I don't think they would need the guru if that was the case ^

**GuruMeditation** · 11-01-2007, 07:58 PM

Originally posted by Zerzera View Post

I think the Guru's gone the first night :P

Did someone say my name?

**Zerzera** · 11-01-2007, 08:02 PM

Originally posted by PjOtTeR View Post

P.S. I would certainly smack that guru if he could once speak one sentence and said such a stupid one that made all ppl stay longer then needed

But in this case it was a she, which makes it rather logical for her to put it this way instead. :wub:

**PjOtTeR** · 11-01-2007, 08:05 PM

Originally posted by Zerzera View Post

I don't think they would need the guru if that was the case ^

what you mean? my solution? ofcourse they needed the guru for that. I'll tell you exactly why, in white text:

Every person sees atleast 99 blue-eyed man. If for example there were only 2 blue eyed ppl on the island, No one would leave the first night, and 2 ppl would leave the second night. One of the persons with blue-eyes would know that they had blue eyes because they can see all other eyes and the other person with blue eyes didn't leave because there was someone else with blue eyes. Knowing that is the only person with blue eyes you can see, would make it certain for yourself you have to have blue eyes aswell.

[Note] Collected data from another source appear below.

PR #153, opened 2017-02-21
Exchange transaction hardfork param

koloale:


src/test/scala/com/wavesplatform/matcher/settings/BlockchainSettingsSpecification.scala
```diff
@@ -26,6 +26,7 @@ class BlockchainSettingsSpecification extends FlatSpec with Matchers {
         |        allow-burn-transaction-after: 8
         |        require-payment-unique-id-after: 9
         |        allow-lease-transaction-after: 10
+        |        allow-exchange-transaction-after: 11
```
alexeykiselev: You have to test new values in test :)

koloale: Added check in test

PR #162, opened 2017-02-22
T412 Allow empty strings in asset ids and attachments

phearnot:


alexeykiselev:
Test failed:
- transfer transaction *** FAILED *** (56 milliseconds)
TestFailedException was thrown during property evaluation.
Message: expected {"error":101,"message":"invalid signature"}, but instead got {"error":113,"message":"overflow error"}
Location: (AssetsBroadcastRouteSpec.scala:85)

PR #172, opened 2017-03-02
T439: pre validation utx sorting was added

Tolsi:


src/main/scala/scorex/transaction/SimpleTransactionModule.scala
```diff
@@ -98,7 +98,8 @@ class SimpleTransactionModule(hardForkParams: ChainParameters)(implicit val sett
     val txs = utxStorage.all()
     val notExpired = txs.filter { tx => (currentTime - tx.timestamp).millis <= MaxTimeForUnconfirmed }
     val notFromFuture = notExpired.filter { tx => (tx.timestamp - currentTime).millis <= MaxTimeDrift }
-    val valid = blockStorage.state.validate(notFromFuture, blockTime = currentTime)
```
ismagin: Have you considered `UnconfirmedTransactionsDatabaseImpl.transactions` to be a `Sorted` structure so adding/removing wouldn't require explicit resorting?

PR #192, opened 2017-03-15
T506: issuance/burn transactions apply and rollback fixes

Tolsi:


src/main/scala/scorex/transaction/state/database/blockchain/AssetsExtendedState.scala
```diff
@@ -51,17 +51,17 @@ class AssetsExtendedState(storage: StateStorageI with AssetsExtendedStateStorage
     val assetAtHeight = s"$asset@$height"
     val assetAtTransaction = s"$asset@$transaction"
 
-    if (!isIssueExists(assetId) ||
+    if (!(
```
ismagin: It looks overcomplicated plus I'm not sure `reissuable` should even be there.
Is that the logic needed?
```
if(!issueExists(assetId) throw new Exception("Related Issue tx not exists")
if(!isReissuable(assetId) throw new Exception("Issue not reissuable")
```
?

Tolsi: This is a bad sign, we only thanks to him caught a few bugs

PR #201, opened 2017-03-22
T461 integration tests

phearnot:


src/it/scala/com/wavesplatform/it/AliasTransactionSpec.scala
```diff
@@ -0,0 +1,47 @@
...
+
+    val createAliasFee = feeSettings(TransactionType.CreateAliasTransaction.id).find(_.asset == "WAVES").get.fee
+    val transferFee = feeSettings(TransactionType.TransferTransaction.id).find(_.asset == "WAVES").get.fee
+
+    val transferResult = for {
+      fb <- creator.lastBlock
+      t <- creator.createAlias(creator.address, "TEST-ALIAS", createAliasFee)
+      b <- creator.findBlock(_.transactions.exists(_.id == t.id), fb.height)
+      _ <- sender.waitForHeight(b.height)
+      t <- sender.transfer(sender.address, s"alias:${sender.settings.blockchainSettings.addressSchemeCharacter}:TEST_ALIAS", 1000000, transferFee)
```
ismagin: "TEST-ALIAS" != "TEST_ALIAS" :)

src/it/scala/com/wavesplatform/it/ValidChainGenerationSpec.scala
```diff
@@ -0,0 +1,44 @@
...
+import scala.concurrent.duration._
+import scala.concurrent.{Await, Future}
+import scala.util.Random
+
+class ValidChainGenerationSpec(allNodes: Seq[Node]) extends FreeSpec with ScalaFutures with IntegrationPatience
+  with Matchers with Eventually {
+
+  "Generate 30 blocks and synchronise" in {
+    val addressToNode = allNodes.map(n => n.address -> n).toMap
+    var balances = Await.result(Future.traverse(allNodes)(n => n.balance(n.address))
```
ismagin: Let's not use `var` in integration tests at all.

src/it/scala/com/wavesplatform/it/ValidChainGenerationSpec.scala
```diff
@@ -0,0 +1,44 @@
...
+
+    def makeTransfer(): Future[Node.Transaction] = {
+      val shuffledAddresses = Random.shuffle(addressToNode.keys)
+      val sourceAddress = shuffledAddresses.head
+      val sourceNode = addressToNode(sourceAddress)
+      val targetAddress = Random.shuffle(shuffledAddresses.tail).head
+      val fee = 100000
+      val amount = (Random.nextDouble() * 1e-3 * (balances(sourceAddress) - fee)).toLong
+
+      balances += sourceAddress -> (balances(sourceAddress) - amount)
```
ismagin: As the test is written now, it takes too much attention to understand, what is it actually doing.
The busniess logic of transfer is interleaved with the building transfer itself and some state of some `var`.

I understand this might be some "special" complex test, but if we want this to be a sort of reference implementation, we need to simplify it -- or at least try less mutable approach.


Regarding the random, itself, I'd give another shot to generators since they do compose.

src/it/scala/com/wavesplatform/it/Docker.scala
```diff
@@ -0,0 +1,124 @@
...
+
+  private def renderProperties(p: Properties) = p.asScala.map { case (k, v) => s"-D$k=$v" } mkString " "
+
+  private def extractHostPort(m: JMap[String, JList[PortBinding]], containerPort: String) =
+    m.get(s"$containerPort/tcp").get(0).hostPort().toInt
+
+  val DefaultConfigTemplate = ConfigFactory.parseResources("template.conf")
+  val NodeConfigs = ConfigFactory.parseResources("nodes.conf")
+
+  def apply(suiteConfig: Config = ConfigFactory.empty): Docker = new Docker {
```
ismagin: Is anonymous implementation worth it?

src/it/resources/nodes.conf
```diff
@@ -0,0 +1,81 @@
+nodes = [{
+  waves {
```
ismagin: Isn't this too much to be consistent? 
I mean wallet.seed produces priv+pub key, pub-key produces address.
We can easily get to incosistent state if we make things non-algebraic.

As (I guess) we need some of the params just for the reference, we can make them comments.

src/it/scala/com/wavesplatform/it/Node.scala
```diff
@@ -0,0 +1,152 @@
...
+      def retrying(timeout: Timeout): Unit = future.onComplete {
+        case Success(v) if cond(v) => p.success(v)
+        case _ => try {
+          timer.newTimeout(retrying, interval.toMillis, MILLISECONDS)
+        } catch {
+          case NonFatal(e) => p.failure(e)
+        }
+      }
+
+      retrying(null)
```
ismagin: `null` :(

src/it/scala/com/wavesplatform/it/Node.scala
```diff
@@ -0,0 +1,155 @@
...
+              log.debug(s"Loaded ${blocks.length} blocks, no match found. Next range: [$newFrom, ${newFrom + 99}]")
+              reschedule(newFrom, (newFrom + 99).min(to))
+            }
+        }
+      case Failure(t) =>
+        log.debug("Error loading blocks", t)
+        reschedule(_from, _to)
+    }
+
+    retrying(from, from + 99)(null)
```
ismagin: Is `timeout` param even used in the function?
I vote to ban all `null`s from any scala code.

src/it/scala/com/wavesplatform/it/ValidChainGenerationSpec.scala
```diff
@@ -0,0 +1,44 @@
...
+      balances += targetAddress -> (balances(targetAddress) + amount)
+
+      sourceNode.transfer(sourceAddress, targetAddress, amount, fee)
+    }
+
+    Await.result(Future.traverse(1 to 1000)(_ => makeTransfer()), 1.minute)
```
ismagin: This is a very small test. `Await.result(Future.traverse` appears 3 times here, it's already a pattern to make a syncronous helper method. \
Just saying :)

src/it/scala/com/wavesplatform/it/Node.scala
phearnot: It's a trick to use a function where an instance implementing a functional [TimerTask](https://netty.io/4.0/api/io/netty/util/TimerTask.html) interface is required. In this very case, null is like a seed for a (semi-)recursive function.

src/it/resources/nodes.conf
phearnot: Unfortunately, this can not easily be fixed because of how `chainId` is implemented.

PR #220, opened 2017-03-31
T525 Node API Specification

phearnot:


src/main/scala/com/wavesplatform/Shutdownable.scala
```diff
@@ -0,0 +1,5 @@
+package com.wavesplatform
+
+trait Shutdownable {
```
ismagin: Do we ever use this trait?

phearnot: The only thing Node API route needs from an application is a `shutdown()` method. Extracting this method into an interface and making `NodeAPIRoute` depend on `Shutdownable` rather than `RunnableApplication` makes testing so much easier. Pushing `shutdown()` to `Application` didn't seem like a good idea to me.

PR #224, opened 2017-04-03
T442 rewrite state

ismagin:
Points left to do:
- ~~Review new tests cover everything deleted tests did~~
- Consider ReadWriteLock(http://vlkan.com/blog/post/2015/09/09/enforce-locking/) on `BlockchainUpdaterImpl`, probably after `History` is cleaned up
- Rewrite ~~`MatcherActorSpecification`~~, `OrderMatchTransactionSpecification` -- hopefully @koloale will participate
- Parameterize in-mem-diff size
- 2-step in-mem diff to speed-up
- drop `State` by dropping file(when separated, probably after `History` is cleaned up)
- don't use `TestSettings.ENABLED` for settings-dependent tests
- Drop/rework `AssetAcc` in `Block`


src/main/scala/com/wavesplatform/state2/Diff.scala
```diff
@@ -0,0 +1,71 @@
...
+
+case class BlockDiff(txsDiff: Diff, heightDiff: Int, effectiveBalanceSnapshots: Seq[EffectiveBalanceSnapshot])
+
+object BlockDiff {
+
+  implicit class BlockDiffExt(bd: BlockDiff) {
+    lazy val maxPaymentTransactionTimestamp: Map[Account, Long] = bd.txsDiff.transactions.toList
+      .collect({ case (_, (_, ptx: PaymentTransaction, _)) => ptx.sender.toAccount -> ptx.timestamp })
+      .groupBy(_._1)
+      .map { case (acc, list) => acc -> list.map(_._2).max }
```
phearnot:
```scala
txsDiff.transactions.values
  .collect { case (_, ptx: PaymentTransaction, _) => ptx.sender.toAccount -> ptx.timestamp }
  .groupBy(_._1)
  .mapValues(_.max)
```

src/main/scala/com/wavesplatform/state2/reader/StateReader.scala
```diff
@@ -0,0 +1,124 @@
...
+          case None => Left(AliasNotExists(a))
+          case Some(acc) => Right(acc)
+        }
+      }
+    }
+
+    def findPreviousExchangeTxs(order: Order): Set[ExchangeTransaction] =
+      s.findPreviousExchangeTxs(EqByteArray(order.id))
+
+    def included(signature: Array[Byte]): Option[Int] = s.transactionInfo(EqByteArray(signature)).map(_._1)
```
ismagin: This function is part of `implicit class StateReaderExt(s: StateReader)`.
This prevented compilation errors at places where old `State` with the exact same signature was used. Now it's `StateReader` with this extension. Most of these extension methods are not needed at all and can be inlined, I haven't done this to prevent merge conflicts in case someone decides to rely on these in `master` branch.

src/main/scala/com/wavesplatform/state2/reader/StateReader.scala
```diff
@@ -0,0 +1,124 @@
...
+
+    def accountTransactions(account: Account, limit: Int): Seq[_ <: Transaction] =
```
ismagin: Paging is awesome, but, most probably, we won't do it before merge

src/main/scala/com/wavesplatform/state2/reader/StateReader.scala
```diff
@@ -0,0 +1,124 @@
...
+      s.accountTransactionIds(account).take(limit).flatMap(s.transactionInfo).map(_._2)
+
+    def balance(account: Account): Long = s.accountPortfolio(account).balance
```
ismagin: We have such method in HTTP API, if we want to change this, we need to discuss or whatever. 
We can do it in the next step

src/main/scala/com/wavesplatform/state2/reader/StateReader.scala
```diff
@@ -0,0 +1,124 @@
...
+
+    def assetBalance(account: AssetAcc): Long = {
+      val accountPortfolio = s.accountPortfolio(account.account)
+      account.assetId match {
+        case Some(assetId) => accountPortfolio.assets.getOrElse(EqByteArray(assetId), 0)
+        case None => accountPortfolio.balance
+      }
+    }
+
+    def getAccountBalance(account: Account): Map[AssetId, (Long, Boolean, Long, IssueTransaction)] =
```
ismagin: This is also extension method. This one provides `IssueTransaction`.

src/main/scala/com/wavesplatform/state2/reader/StateReaderImpl.scala
```diff
@@ -0,0 +1,82 @@
...
+      .map(_.toSeq)
+      .getOrElse(Seq.empty)
+      .map(EqByteArray)
+  }
+
+  override def nonEmptyAccounts: Seq[Account] =
+    p.portfolios
+      .keySet()
+      .asScala
+      .map(b => Account.fromBytes(b).right.get)
```
ismagin: I don't think I can to much about it.
Yes, in this particular case it's possible to flatten/whatever, but the code generally relies on data stored being correct. This includes deserialising txs,accs, other 'smart-constructed' entities from state.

Bringing this to day 100... The other 99 guys haven't left yet, because they all see 99 guys with blue eyes... which means you yourself have to have blue eyes 2, cause else they would've left the island the night before. Since if you didn't have blue eyes, those people would've only seen 98 people with blue eyes as the opposing 99 they see... so everyone on day 100 with blue eyes knows they themselfs have blue eyes, cause there have to be 100 ppl with blue eyes cause else ppl would've left already. and since you only see 99 other ppl with blue eyes, you know you yourself have to have blue eyes.

**Zerzera** · 11-01-2007, 08:14 PM

Originally posted by PjOtTeR View Post

what you mean? my solution?

No

**phata$$** · 11-01-2007, 08:25 PM

After reading that wiki page, it took me so long to figure it out even though I had the answer right in front of me. I finally understood it, I think. Here's what I think is correct:

Assuming that there are only 2 blue-eyed people on the island
-After the guru makes the announcement, let's say that one blue-eyed person(1) sees another person(2) with blue eyes.
-(1) will infer that if he himself doesn't have blue eyes, then (2) is the only one with blue eyes and (2) will realize that and leave. (2) infers the same thing.
-Upon realizing that (2) hasn't left the island, (1) will assume that he himself has blue eyes so he will leave. (2) assumes the same thing and leaves too.
-So that means that if there are 2 blue-eyed people, they will leave on the 2nd night.

Assuming that there are only 3 blue-eyed people on the island
-(1) will see (2) and (3). (1) will assume that if (2) and (3) don't leave then he himself has blue eyes. (2) and (3) assume the same thing.
-No one leaves the first night, so (1) will assume that the other one will leave the next night. (2) and (3) assume the same thing.
-No one leaves the second night, so (1) realizes that he has blue eyes. (2) and (3) realize as well. All three of them leave on the 3rd night.

Now for the answer:
-So from that, we can assume that since it will take two people two nights to realize they have blue eyes, it will take three people three nights, four people four nights, etc.
-The given is 100 blue-eyed people. So it will take 100 people 100 nights to realize that they have blue-eyes. So they will all leave on the 100th night.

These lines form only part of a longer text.